### REQUIRED WORK
Word for word, return the lines from the top of the listing to the line containing "- [x ] You have", both ends included, and no others.

### PROVIDED ENTRIES
PR #22522, opened 2021-08-12
Delete React imports from router.md

DavidMatalik:
- [x ] You have read [The Odin Projects Contributing Guide](https://github.com/TheOdinProject/curriculum/blob/main/CONTRIBUTING.md).

For the demonstration purposes in this chapter React import is not necessary in every file. JSX gets also transformed without it, since React 17.

#XXXXX


wise-king-sullyman (approved):
I think the intent of these is to be followed along with rather than just for demonstration, but since students will be making a new CRA app for this and as you said importing React is no longer needed I think this is a good change. Thanks for doing it!

PR #22546, opened 2021-08-20
Add clarifying sentence with link on first step 6

dm-murphy:

The link in step 6 goes to the start of Chapter 4 which immediately shows the `belongs_to` association and `#build_association` method. This method will not work and students need to go down and find the `#build` association method from the `has_many` association section. 

This fix adds another line about finding the right `#build` association method from this Rails Guide link. Along with that reminder it also moves the link to this new sentence to help students think about checking for the right method and hopefully avoid confusion. By keeping the exact same link to the start of chapter 4 instead of linking to the `has_many` section it prevents spoilers on which association students should be using for this model.

#XXXXX


rlmoser99 (approved):
Thanks for taking the time to clarify these instructions!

### FINISHED EXERCISE
PR #22522, opened 2021-08-12
Delete React imports from router.md

DavidMatalik:
- [x ] You have read [The Odin Projects Contributing Guide](https://github.com/TheOdinProject/curriculum/blob/main/CONTRIBUTING.md).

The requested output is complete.